Chapter 18 The Normal Approximation for Probability Histograms

18.1 Chapter Notes

According to the law of averages, when a coin is tossed a large number of times, the percentage of heads will be close to 50%. Around 1700, the Swiss mathematician James Bernoulli put this on a rigorous mathematical footing. Twenty years later, Abraham de Moivre made a substantial improvement on Bernoulli’s work . . . Bernoulli and de Moivre both made the same assumptions about the coin: the tosses are independent, and on each toss the coin is as likely to land heads as tails. From these assumptions, it follows that the coin is as likely to land in any specific pattern of heads and tails as in any other. What Bernoulli did was to show that for most patterns, about 50% of the entries are heads.

Of course, de Moivre did not have anything like a modern calculator available. He needed a mathematical way of estimating the binomial coefficients, without having to work the arithmetic out. And he found a way to do it (though the approximation is usually credited to another mathematician, James Stirling). De Moivre’s procedure led him to the normal curve . . . In fact, he was able to prove that the whole probability histogram for the number of heads is close to the normal curve when the number of tosses is large.

The chapter introduces the probability histogram:

I think the y-axis must be wrong for those middle histograms. The area of the each rectangle in the probability histogram represents the probability of getting the associated value.

Here’s the empirical histograms converging to the probability histogram when you roll two dice and take the product instead of the sum:

The chapter relates the probability histogram for the number of heads in some large number of coin tosses to the normal curve:

The standard error for 100 tosses is \(\sqrt{100} \times 1/2 = 5\), which you can see by comparing the two different axes in the chart above.

Here’s the probability histogram converging to the normal curve:

In the early eighteenth century, de Moivre proved this convergence had to take place, by pure mathematical reasoning . . . The normal approximation consists in replacing the actual probability histogram by the normal curve before computing areas. This is legitimate when the probability histogram follows the normal curve. Probability histograms are often hard to work out, while areas under the normal curve are easy to look up in the table.

In what other situations can we apply the normal approximation? What about drawing from a box?

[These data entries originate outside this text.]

PR #1134, opened 2026-07-06
Fix DMS error detection to match real API wording (FDE-894)

pdt-rmunoz:
## Summary
- Live testing against staging surfaced that the API returns "...triage service" wording for `pagerduty_service_integration` create and `pagerduty_maintenance_window` create/update, not the `"Account Default Mobilization Service"` substring `IsDefaultMobilizationServiceError` checked for.
- As a result, the guardrails added in this branch silently never fired for those two operations, and users still saw the raw API error instead of the friendly message.
- Broadened detection to check for both known wordings.

## Test plan
- [x] `go test ./util/...` passes, including two new cases reproducing the exact staging 422 responses observed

Again, the normal approximation works perfectly well, so long as you remember one thing. The more the histogram of the numbers in the box differs from the normal curve, the more draws are needed before the approximation takes hold.

Here, for example is the case where a box contains nine 0s and one 1:

What about with figures other than one or zero in the box? Here’s we have draws from a box containing one, two and nine. We start with the histogram, which does not look normal at all:

Now we draw the histogram for sums of a set number of draws from this box:

Where does the normal approximation not apply? What if we roll a die a certain number of times and take the product instead of the sum? We can see that the normal approximation will not help us here:

With enough draws, the probability histogram for the sum will be close to the normal curve. Mathematicians have a name for this fact. They call it “the central limit theorem,” because it plays a central role in statistical theory.

The Central Limit Theorem. When drawing at random with replacement from a box, the probability histogram for the sum will follow the normal curve, even if the contents of the box do not. The histogram must be put into standard units, and the number of draws must be reasonably large.

The central limit theorem applies to sums but not to other operations like products. The theorem is the basis for many of the statistical procedures discussed in the rest of the book.